My guess would be they are talking about the small river rock. The bettas may mistake it for food. I know with goldfish you can't use small rock because they'll eat it and choke. Bettas might do the same.


----------



## finnfinnfriend (Feb 3, 2012)

Goldibug said:


> My guess would be they are talking about the small river rock. The bettas may mistake it for food. I know with goldfish you can't use small rock because they'll eat it and choke. Bettas might do the same.


like sand? The small river rock I see are way too big for a betta's mouth....they are like 1/2 a centimeter average....


----------



## thekoimaiden (Oct 19, 2011)

How old is this book? When reading stuff like this you have to consider the source. I know it's not great to keep goldfish with gravel that can fit in their mouths, but it would have to be a very small piece of gravel to get lodged in a betta's mouth. Sand is perfectly fine because it will pass through the digestive tract. Substrate isn't typically a problem with bettas.


----------



## finnfinnfriend (Feb 3, 2012)

The book was published in 2006. I think the author was trying to say not to use large stones because they will get hurt trying to rummage through them....that doesn't sound quite right to me either though...


----------



## thekoimaiden (Oct 19, 2011)

You're right. I have used large stones with betta and had no problems at all. Most betta don't even bother with what is in between the rocks. Without having some logic or experience to back up his claims, I wouldn't put much stock in them.


----------



## finnfinnfriend (Feb 3, 2012)

thekoimaiden said:


> You're right. I have used large stones with betta and had no problems at all. Most betta don't even bother with what is in between the rocks. Without having some logic or experience to back up his claims, I wouldn't put much stock in them.

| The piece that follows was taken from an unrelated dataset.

PR #154, opened 2015-05-19
Voltage plots

hunse:
Here's a first stab at a voltage plot. I tested it on `basic.py`, and though the output looks a little funny, it's actually correct (I checked it with plotting directly using matplotlib). The funniness is due to the filtering; maybe we want to reduce or turn off the filtering for voltage plots?

### DIFF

So pretty much any commercially available type of substrate is safe for bettas?


----------



## thekoimaiden (Oct 19, 2011)

The only ones I would caution against are really rough substrates. I know some of the enriched substrates have rough parts in them and shouldn't be used with cories or other substrate fish for that reason. I wouldn't use them with long-finned males for fear or tearing their fins.


----------



## finnfinnfriend (Feb 3, 2012)

What types of substrates are too rough?


----------



## thekoimaiden (Oct 19, 2011)

I've heard that Seachem Flourite is a bit too sharp for cories, and that makes me not want to put a long-finned male in there. The Caribsea crushed coral I use to harden my tanks is kinda sharp, too. I don't let my goldfish touch it, and I wouldn't let my bettas touch it either. I don't really know too many others as I've never worked with anything but smooth gravel and sand.


----------



## Purple (Jun 25, 2012)

I used large rocks in my tank once, but my fish tried to hide under them. I was afraid he would get crushed, so I took them out.


----------



## Goldibug (Jun 29, 2012)

If it feels sharp to you when you rub it in your hands then it is to sharp for delicate fins or bottom feeding fish. The average substrate is typically okay to use. My cories have been in both the standard gravel from Petsmart and from petco and haven't had a problem with either. I feel safe putting my bettas with those gravels as well.


----------



## misty1477 (Jun 22, 2012)

I use Luster Gems as substrate. Got them from a 'dollar-type' store for a-buck-a-bag. They are very smooth and the clearness of the colors look very nice. My tank does not have any live plants ... I use silk ones ... so I don't have to worry about the correct base for live plants. 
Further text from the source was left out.